The Winter Sickness by John Eider


  Toby had been asked that question twice now, and had no better answer the second time. He shook his head to say he didn’t know; and Vernon continued,

  ‘College boys. This town was crying out for college boys. It was never hard to get them into college. In other towns it would be such a lot for them to leave behind, but here, unless they were very shy, it would be the perfect escape.

  ‘No, but so much harder to get them back. Thank God some of you return,’ he patted Toby’s arm. ‘And so, Toby, you see I have as much to tell as I believe you’re hoping to be told.’

  With his cup in hand, Vernon settled further into his chair and began his tale in earnest,

  ‘This was Nineteen Sixty-four. You understand how it was back then. A child with psychological problems wasn’t cared for like they are today. They were often taken from their families, put away in a home, subjected to strong early drugs or had their brains operated on. They were even electrocuted, Toby, actually electrocuted. You’ve heard of that?’

  ‘Electroshock therapy?’

  ‘You see, I’m something of an armchair expert, from our researches in those early days. Even common things like depression and stress just weren’t understood.
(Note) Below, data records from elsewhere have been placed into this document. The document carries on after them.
PR #754, opened 2016-02-08
[AC-610] add support for xhigh on iOS in measurement

manumaticx:


feons:
Looks good. **Approved!**

PR #756, opened 2016-02-12
[ALOY-1355] Fixed issue where attributes containing 'true' or 'false'…

cb1kenobi:
… where being treated as strings instead of booleans. There's no way for Alloy to know if the attribute really is a boolean or not, so we have to blindly test for 'true' and 'false'. This isn't ideal. If someone has a label of 'true', then it will be cast as a bool, but *should* be cast back to a string when used in the context of a string value.

### DIFF
--- a/Alloy/commands/compile/compilerUtils.js
+++ b/Alloy/commands/compile/compilerUtils.js
@@ -225,6 +225,11 @@ exports.getParserArgs = function(node, state, opts) {
 					createArgs[CONST.CLASS_PROPERTY] = theValue.split(/\s+/) || [];
 				}
 			} else {
+				if (theValue === 'true') {
+					theValue = true;
+				} else if (theValue === 'false') {
+					theValue = false;
+				}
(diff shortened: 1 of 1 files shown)


FokkeZB:
Actually, same is true for numbers. I you do `<TabbedBar index=0>` it will be a `"0"` string currently, while it should clearly be a `0` Number.

cb1kenobi:
@FokkeZB Fixed. :)

skypanther:
Last I checked, if you used something like `<View visible=false/>` Alloy would output a warn in the logs. If that is going to be acceptable XML, the logging should be updated to accommodate it. Maybe that's from xmldom?

FokkeZB:
@skypanther it is coming from xmldom.

See https://jira.appcelerator.org/browse/ALOY-1355?focusedCommentId=376959&page=com.atlassian.jira.plugin.system.issuetabpanels:comment-tabpanel#comment-376959

feons:
Looks good. **Approved.**

PR #762, opened 2016-02-25
Added check for variable existence before calling off in destroy function

brentonhouse:
If you have an Alloy component that uses databinding and has conditional code defined in the xml, the destroy function is not taking into consideration the fact that the component may be undefined before calling the `off` function.


FokkeZB:
The beauty is in the small things.

@feons code looks good, CLA server is still down :(

feons:
**Approved.**

PR #767, opened 2016-03-16
[ALOY-1368] Complex data binding for individual model doesn't work with transform() method

FokkeZB:
https://jira.appcelerator.org/browse/ALOY-1368


FokkeZB:
I will include this in the fix for https://jira.appcelerator.org/browse/ALOY-1474 since it will conflict.

PR #768, opened 2016-03-16
[ALOY-1254] Alloy: Support model transform() method for collection-view binding

FokkeZB:
https://jira.appcelerator.org/browse/ALOY-1254


feons:
Looks good. **Approved.**

PR #772, opened 2016-03-23
[TIMOB-20085] "ti clean" does not scan SDK hooks

infosia:
Related to [TIMOB-20085](https://jira.appcelerator.org/browse/TIMOB-20085) and https://github.com/appcelerator/titanium_mobile/pull/7628

[hooks/deepclean.js](https://github.com/appcelerator/alloy/blob/master/hooks/deepclean.js) prevents from running SDK-specific `ti clean` hook because `deepclean.js` doesn't properly call finish callback.

### DIFF
--- a/hooks/deepclean.js
+++ b/hooks/deepclean.js
@@ -12,9 +12,10 @@ exports.init = function (logger, config, cli, appc) {
 		fs = require('fs'),
 		afs = appc.fs;
 
-	function run() {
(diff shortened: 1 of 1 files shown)


sgtcoolguy:
:+1: LGTM. Need to speak with @eric34 and @cheekiatng about when how to merge so this only gets in for 5.3.0, not 5.2.1.

PR #773, opened 2016-03-23
[ALOY-1365] Add i18n and platform to default gitignore

FokkeZB:
https://jira.appcelerator.org/browse/ALOY-1365

### DIFF
--- a/Alloy/template/gitignore.txt
+++ b/Alloy/template/gitignore.txt
@@ -1,4 +1,6 @@
 .DS_Store
+i18n
+platform
 Resources
 build.log
 build


cb1kenobi:
How many templates does Alloy need?

I fixed it and I added / to each directory as to not ignore those directories if they're in another directory: https://github.com/cb1kenobi/alloy/commit/add2c60c7cbdb800b4d66e6ab515cdcabd23cfc7.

My father came back from the War in Europe when I was just a kid. He was fine, without a scratch. Uninjured, people thought. But he would wake up screaming – I’d go in, woken by the noise and worried he was hurt. My mother would be sat up with him, cradling his head in her arms. And she’d tell me everything was all right, and that Daddy had just had a bad dream, and that she was with him now and he’d be fine.

  ‘But even at that age I knew he wasn’t fine. Sometimes, when we were out he’d be looking at people who weren’t there; and other times he’d just start shaking. The kids I knew said similar things of their fathers: that they could be distant, or suddenly get angry or upset. But it was never mentioned by the adults, not for years. I’ve read all about it since – shell-shock, post-traumatic stress. But you see what I’m getting at, Toby?

  ‘The doctors didn’t understand, and the treatments were horrific. And so, when our children got the sickness, then we couldn’t tell anyone what was happening without the doctors jumping all over them... I only want to paint the picture, Toby, of how scared we had to be to make the decision that we did.’

  The man was imploring Toby, as though pleading for his forgiveness.

  ‘Now, the pipeline and the first settlement had all been built in the summer, so we knew how hard that first winter was always going to be. The snow came, as we knew it would, and the roads became blocked. But to then have our children all fall suddenly ill? Mumps, or measles, we wondered. More like a fever, someone else suggested. He’d been overseas with the oil company and had seen tropical diseases first-hand. We moved the children all together, fed them, mopped their brows. We waited over them, wrung our hands – yes, we literally wrung our hands – and knew that things were very bad.

  ‘As this went on through the winter months so there was talk of “the sleepy sickness”, which was an illness people used to suffer which could leave them in a coma for years. Even flu could be fatal back then – still can be now. I only mention all this as a window to our minds at that time, so you can sense how we were thinking.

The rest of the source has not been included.